Your objective: Go to the line that contains "FYI: I'm working" and extract it along with every line after it, exactly, through the end of the data below.

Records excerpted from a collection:
Issue #2331, opened 2022-10-12
Allow using a TSA instead of Rekor to validate certs


priyawadhwa:
Right now, cosign assumes that every Fulcio cert has an associated entry in Rekor. The time that the entry was added to Rekor is used to verify that the signature happened during the cert's validity period.

We can get the same guarantee with a TSA. We'll need to refactor cosign to allow using a TSA instead of Rekor. We'll also want to store this TSA in the bundle so offline verification still works.

It would be nice to give users the option to choose between Rekor or the TSA!

znewman01:
CC @haydentherapper I know you've talked about this before, I thought there was somewhere this was being tracked but I can't find it.

haydentherapper:
This came up in https://github.com/sigstore/cosign/issues/2194, when discussing how to handle expired certificates. Either a Rekor entry or a signed timestamp should suffice as a countersignature over time. A TSA doesn't offer public auditability however, so it's not exactly equivalent to a Rekor entry. A verifier may want both a timestamp and Rekor entry - The timestamp to provide a third-party assertion over time, and the Rekor entry to provide an auditable record.

I've been working on spinning up a timestamp authority - https://github.com/sigstore/timestamp-authority. Sigstore will deploy one, and any other interested community members can spin up their own TSA too.

Support for timestamps within Rekor entries, to provide immutable timestamps and replace the integrated time, is something that @cdris is working on! Ceri will be sharing a doc with the community shortly about how we can currently verify entries with a TSA, propose how to include timestamps in Rekor entries, and where we want to go from there.

The bundle that's been proposed does have support for RFC3161 timestamps, as we plan to add them into Rekor entries in the near future.

We don't have an open issue yet - Related is a discussion on Roughtime (https://github.com/sigstore/rekor/issues/831), but @cdris will open an issue in Rekor soon.

asraa:
> It would be nice to give users the option to choose between Rekor or the TSA!

We can start with an env var for trusting a TSA root CA, but we also need a plan for inserting a TSA root CA into TUF. Just FYI: if Sigstore deploys one, no problem, but as we do this work I'll track changes we'll need fro mthe TUF side.

haydentherapper:
Tracking issue - https://github.com/sigstore/root-signing/issues/466

hectorj2f:
FYI: I'm working on this feature in case anyone else is working on a similar direction.

asraa:
@hectorj2f how do you plan to approach it? 

[...]

PR #2422, opened 2022-11-08
Define a new sigstore Bundle type to include additional verification data and materials

hectorj2f:
#### Summary

As part of this effort https://github.com/sigstore/cosign/issues/2331, I'm proposing renaming the original RekorBundle type to a more generic sigstore Bundle type that includes additional data. The new fields added to the sigstore Bundle are inspired from the protobuf specification here: https://github.com/sigstore/protobuf-specs/blob/main/protos/sigstore_bundle.proto. 

The next actions include adding support to use a Timestamp Authority server (sigstore/timestamp-authority) to guarantee a signature happened during the cert's validity period.

### DIFF
--- a/pkg/cosign/bundle/bundle.go
+++ b/pkg/cosign/bundle/bundle.go
@@ -1,0 +1,86 @@
+// Copyright 2022 The Sigstore Authors.
+//
+// Licensed under the Apache License, Version 2.0 (the "License");
+// you may not use this file except in compliance with the License.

Written reply:
FYI: I'm working on this feature in case anyone else is working on a similar direction.

asraa:
@hectorj2f how do you plan to approach it? 

[...]

PR #2422, opened 2022-11-08
Define a new sigstore Bundle type to include additional verification data and materials

hectorj2f:
#### Summary

As part of this effort https://github.com/sigstore/cosign/issues/2331, I'm proposing renaming the original RekorBundle type to a more generic sigstore Bundle type that includes additional data. The new fields added to the sigstore Bundle are inspired from the protobuf specification here: https://github.com/sigstore/protobuf-specs/blob/main/protos/sigstore_bundle.proto. 

The next actions include adding support to use a Timestamp Authority server (sigstore/timestamp-authority) to guarantee a signature happened during the cert's validity period.

### DIFF
--- a/pkg/cosign/bundle/bundle.go
+++ b/pkg/cosign/bundle/bundle.go
@@ -1,0 +1,86 @@
+// Copyright 2022 The Sigstore Authors.
+//
+// Licensed under the Apache License, Version 2.0 (the "License");
+// you may not use this file except in compliance with the License.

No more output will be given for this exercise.